Revenue from sales is recognised on dispatch of material and when risk and reward are transferred to the customers.

Revenue from sale of shares is recognised on the basis of brokers contract note.

h) Equity Derivative Transactions:

Profit / loss in respect of the contracts for equity index options are accounted in the profit and loss account on the expiry of the respective contract or on the same being squared-off.

In case of unsettled contracts for equity index options as at the balance sheet date, mark-to- market position is recognised in case of losses and ignored in case of profits, considering conservative principle.

i) Accounting for Taxes on Income:

Provision for taxation comprises of current tax, deferred tax and fringe benefit tax.

Current tax represents tax on Profits for the current year as determined as per the provisions of the Income Tax Act, 1961.

The deferred tax for timing differences between the book and tax profits for the year are accounted based on tax rates in force and tax laws that have been enacted or substantively enacted as of the balance sheet date. Deferred tax assets arising from timing differences, are recognised to the extent there is reasonable / virtual certainty that these would be realized in future and are reviewed for the appropriateness of their respective carrying values at each balance sheet date.
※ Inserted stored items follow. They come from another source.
PR #226, opened 2022-02-21
DDT-753: move methods and models from SI

mp-assco:


src/main/java/org/dcsa/core/events/service/impl/ShipmentEquipmentServiceImpl.java
```diff
@@ -117,6 +159,41 @@
...
+    // TODO: we have a known bug here that needs to be addressed.
+    //  carrierBookingReference can differ from each cargoItem.
+    return shipmentRepository
+        .findByCarrierBookingReference(carrierBookingReference)
+        .switchIfEmpty(
+            Mono.error(
+                ConcreteRequestErrorMessageException.invalidParameter(
+                    "No shipment found with carrierBookingReference: " + carrierBookingReference)))
+        .flatMap(
+            x ->
```
pimg, line 176: use more appropriate name for example shipment

src/main/java/org/dcsa/core/events/service/ShipmentEquipmentService.java
```diff
@@ -10,4 +11,8 @@
 	Mono<List<ShipmentEquipmentTO>> createShipmentEquipment(UUID shipmentID, String shippingInstructionID, List<ShipmentEquipmentTO> shipmentEquipments);
 
 	Mono<List<ShipmentEquipmentTO>> findShipmentEquipmentByShipmentID(UUID shipmentID);
+
+	Mono<List<ShipmentEquipmentTO>> insertShipmentEquipmentTOs(List<ShipmentEquipmentTO> shipmentEquipments, ShippingInstructionTO shippingInstructionTO);
```
pimg, line 15: method name seems inappropriate. It has TO in the name whereas the others do not. Also the name insert feels ambiguis to create. "addShipmentEquipmentToShippingInstruction seems better

pimg (changes requested):

src/main/java/org/dcsa/core/events/service/impl/ShipmentEquipmentServiceImpl.java
mp-assco: Renamed to `shipment`.

src/main/java/org/dcsa/core/events/service/ShipmentEquipmentService.java
mp-assco: Renamed `insertShipmentEquipmentTOs` to `addShipmentEquipmentToShippingInstruction`.

pimg (approved):

PR #270, opened 2022-03-23
DDT-978: Added ValueAddedService to SI

mp-assco:


HenrikHL (approved):

nt-as (changes requested):
Henrik reported earlier today that `VAS` is being removed from the beta. Marking this a `Request changes` to avoid accidental approval/merge for now.

PR #271, opened 2022-03-24
DDT-981 [1/?]: Rename ShipmentEquipment to UtilizedTransportEquipment

nt-as:
This commit performs a rename of ShipmentEquipment (at a Java level)
to UtilizedTransportEquipment. The SQL rename will be handled in a
separate commit (when we have to inject the consignment item).


src/main/java/org/dcsa/core/events/repository/impl/CargoItemCustomRepositoryImpl.java
```diff
@@ -71,7 +71,7 @@
     //		join dcsa_im_v3_0.cargo_line_item cli on cli.cargo_item_id = ci.id
     //		where ci.shipment_equipment_id = :shipmentEquipmentID;
 
-    Objects.requireNonNull(shipmentEquipmentID, "ShipmentEquiment must not be null");
+    Objects.requireNonNull(utilizedTransportEquipmentID, "ShipmentEquiment must not be null");
```
HenrikHL, line 74:
```suggestion
    Objects.requireNonNull(utilizedTransportEquipmentID, "UtilizedTransportEquipment must not be null");
```

HenrikHL (approved):

PR #277, opened 2022-03-25
added ConsignmentItem entities

FinnAtAsseco:


src/main/java/org/dcsa/core/events/edocumentation/model/ConsignmentItem.java
```diff
@@ -0,0 +1,52 @@
...
+
+  @NotNull
+  @Size(max = 10)
+  @Column("hs_code")
+  private String hsCode;
+
+  @NotNull
+  @Size(max = 100)
+  @Column("shipping_instruction_id")
+  private String shippingInstructionReference;
```
nt-as, line 33: Call it `ShippingInstructionID` for the DAO layer.  The column is called an ID and when we get entity versioning, the `ShippingInstruction` will get a `shippingInstructionReference` column (which is the external field rather than the internal one).

src/main/java/org/dcsa/core/events/edocumentation/model/transferobject/ConsignmentItemTO.java
```diff
@@ -0,0 +1,48 @@
...
+
+@Value
+@Builder
+public class ConsignmentItemTO {
+  public enum WeightUnit {
+    KGM, LBR
+  }
+  public enum VolumeUnit {
+    CBM, CFT
+  }
```
nt-as, line 23: These already exist (see how they used in `CargoItemTO` - possibly `AbstractCargoItem`)

src/main/java/org/dcsa/core/events/edocumentation/model/transferobject/ConsignmentItemTO.java
```diff
@@ -0,0 +1,48 @@
...
+  private VolumeUnit volumeUnit;
+
+  @NotBlank
+  private String descriptionOfGoods;
+
+  @Size(max = 10)
+  @JsonProperty("HSCode")
+  private String hsCode;
+
+  private List<CargoItemTO> cargoItems = Collections.emptyList();
```
nt-as, line 46: `@NonEmpty`

nt-as (approved):

PR #282, opened 2022-03-30
DDT-983: Update PUT SI

mp-assco:


src/test/java/org/dcsa/core/events/service/impl/ConsignmentItemServiceImplTest.java
```diff
@@ -0,0 +1,1063 @@
+//package org.dcsa.core.events.service.impl;
```
pimg, line 1: All these tests are commented out, why are they part of this PR in this form?

src/main/java/org/dcsa/core/events/edocumentation/service/impl/ConsignmentItemServiceImpl.java
```diff
@@ -99,6 +97,39 @@
...
+                    .flatMap(
+                        consignmentItem ->
+                            referenceRepository
+                                .deleteByConsignmentItemID(consignmentItem.getId())
+                                .flatMap(
+                                    x ->
+                                        consignmentItemRepository.deleteById(
+                                            consignmentItem.getId()))))
+        .collectList()
+        .flatMap(ignored -> Mono.empty());
```
pimg, line 130: I don't understand this part. Does it return a Mono.empty() or a list of consignment items?

src/test/java/org/dcsa/core/events/service/impl/ConsignmentItemServiceImplTest.java
mp-assco: Mistake. It was supposed to be in a separate PR for consignment tests.

src/main/java/org/dcsa/core/events/edocumentation/service/impl/ConsignmentItemServiceImpl.java
mp-assco: Empty. Made clearer now.

src/test/java/org/dcsa/core/events/service/impl/ConsignmentItemServiceImplTest.java
mp-assco: Removed

pimg (approved):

Fringe benefit tax is provided as per the provisions of Income Tax Act, 1961 on the chargeable expenses incurred during the year.

j) Borrowing Costs:

Borrowing Costs attributable to acquisition and construction of qualifying assets are capitalised as a part of the cost of such asset up to the date when such asset is ready for its intended use. Other borrowing costs are charged to profit and loss account.

k) Transactions in Foreign Currency:

Foreign currency transactions are recorded at the exchange rates prevailing on the date of such transactions. Monetary assets and liabilities as at the Balance Sheet date are translated at the rates of exchange prevailing at the date of the Balance Sheet. Gains and losses arising on account of differences in foreign exchange rates on settlement/ translation of monetary assets and liabilities are recognised in the Profit and Loss Account. Non-monetary foreign currency items are carried at cost.

l) Retirement Benefits:

Liability in respect of retirement benefits is provided and charged to profit and loss account on accrual basis as follows:

a) Provident / Pension Funds: AJ. a specified percentage of salary / wages for eligible employees.

b) Leave Encashment: As determined on the basis of accumulated leave to the credit of the employees as at the year end as per the Companys rules.

c) Gratuity is provided in accordance with the provisions of Accounting Standard (AS) - 15 "Employee Benefits" on the basis of actuarial valuation carried out as at year end by an independent actuary.

m) Impairment of Assets:

The Company assesses at each balance sheet date whether there is any indication that an asset may be impaired. If any such indication exists, the management estimates the recoverable amount of the asset. If such recoverable amount of the asset is less than its carrying amount, the carrying amount is reduced to its recoverable amount. The reduction is treated as an impairment loss and recognised in the profit and loss account. If at the balance sheet date there is an indication that if a previously assessed impairment loss no longer exists, the recoverable amount is reassessed and the asset is reflected at the recoverable amount subject to a maximum of depreciated historical cost.

n) Accounting for Provisions and Contingent Liabilities:

The Company creates a provision when there is a present obligation as a result of a past event that probably requires an outflow of resources and a reliable estimate can be made of the amount of the obligation. A disclosure for a contingent liability is made when there is a possible obligation or a present obligation that may, but probably will not, require an outflow of resources.